*** INFORMATION GIVEN ***

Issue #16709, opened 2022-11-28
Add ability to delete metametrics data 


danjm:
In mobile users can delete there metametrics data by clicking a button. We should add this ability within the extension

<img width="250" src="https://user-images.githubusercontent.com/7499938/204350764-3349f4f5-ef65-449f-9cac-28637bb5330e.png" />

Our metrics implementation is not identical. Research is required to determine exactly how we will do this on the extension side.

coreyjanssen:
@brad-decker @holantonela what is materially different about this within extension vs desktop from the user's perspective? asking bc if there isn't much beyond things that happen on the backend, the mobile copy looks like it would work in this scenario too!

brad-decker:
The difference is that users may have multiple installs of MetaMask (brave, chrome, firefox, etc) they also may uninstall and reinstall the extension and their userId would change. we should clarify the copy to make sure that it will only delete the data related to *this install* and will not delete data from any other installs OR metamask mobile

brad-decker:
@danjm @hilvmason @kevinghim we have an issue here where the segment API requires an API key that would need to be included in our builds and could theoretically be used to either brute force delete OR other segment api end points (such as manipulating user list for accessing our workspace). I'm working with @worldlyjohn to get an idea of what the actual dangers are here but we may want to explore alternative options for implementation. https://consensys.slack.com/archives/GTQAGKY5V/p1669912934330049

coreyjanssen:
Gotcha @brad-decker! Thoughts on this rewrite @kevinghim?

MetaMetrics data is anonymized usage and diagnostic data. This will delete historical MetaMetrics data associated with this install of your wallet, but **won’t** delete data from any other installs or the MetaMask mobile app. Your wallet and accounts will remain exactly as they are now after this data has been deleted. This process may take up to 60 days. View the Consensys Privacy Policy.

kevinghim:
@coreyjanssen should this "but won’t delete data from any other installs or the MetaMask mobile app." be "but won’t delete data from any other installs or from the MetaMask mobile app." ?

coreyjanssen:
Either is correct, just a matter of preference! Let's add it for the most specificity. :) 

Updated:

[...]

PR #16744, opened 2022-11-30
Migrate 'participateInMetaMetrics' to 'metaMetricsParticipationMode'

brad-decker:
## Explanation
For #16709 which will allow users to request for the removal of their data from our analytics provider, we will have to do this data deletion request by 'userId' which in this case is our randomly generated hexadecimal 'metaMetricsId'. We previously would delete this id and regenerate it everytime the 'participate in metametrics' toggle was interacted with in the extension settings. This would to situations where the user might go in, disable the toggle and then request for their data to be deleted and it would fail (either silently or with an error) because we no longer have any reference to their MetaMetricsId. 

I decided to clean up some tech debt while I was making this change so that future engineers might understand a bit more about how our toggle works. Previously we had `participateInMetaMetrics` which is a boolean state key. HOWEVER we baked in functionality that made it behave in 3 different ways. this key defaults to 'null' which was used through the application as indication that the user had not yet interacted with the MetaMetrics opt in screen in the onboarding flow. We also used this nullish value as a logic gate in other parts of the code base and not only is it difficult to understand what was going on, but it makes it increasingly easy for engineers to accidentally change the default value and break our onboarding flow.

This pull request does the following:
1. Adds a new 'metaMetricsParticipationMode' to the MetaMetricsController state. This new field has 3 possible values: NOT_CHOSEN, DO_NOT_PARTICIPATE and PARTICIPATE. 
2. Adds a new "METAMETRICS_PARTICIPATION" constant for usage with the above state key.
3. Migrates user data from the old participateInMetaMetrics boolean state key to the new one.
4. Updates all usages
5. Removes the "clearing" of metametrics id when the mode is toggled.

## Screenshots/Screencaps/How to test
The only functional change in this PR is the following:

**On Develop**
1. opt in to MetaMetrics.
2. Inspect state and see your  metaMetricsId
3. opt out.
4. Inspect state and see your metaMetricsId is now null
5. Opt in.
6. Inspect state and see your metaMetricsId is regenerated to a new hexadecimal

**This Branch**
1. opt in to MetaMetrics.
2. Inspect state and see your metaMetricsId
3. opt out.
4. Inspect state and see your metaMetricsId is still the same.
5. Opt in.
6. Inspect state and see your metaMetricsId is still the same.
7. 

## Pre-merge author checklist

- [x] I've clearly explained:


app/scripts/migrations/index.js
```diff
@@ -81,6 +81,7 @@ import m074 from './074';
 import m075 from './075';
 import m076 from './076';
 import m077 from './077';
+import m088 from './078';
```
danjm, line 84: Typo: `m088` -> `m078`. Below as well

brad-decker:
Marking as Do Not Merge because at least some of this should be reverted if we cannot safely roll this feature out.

*** End of INFORMATION GIVEN ***

ABOUT THIS TASK – Once you find the line with "PR #16744, opened 2022-11-30" above, print it and every line after it up to and including the line with "## Explanation", exactly as written and nothing else.

ANSWER TO THIS PROBLEM –
PR #16744, opened 2022-11-30
Migrate 'participateInMetaMetrics' to 'metaMetricsParticipationMode'

brad-decker:
## Explanation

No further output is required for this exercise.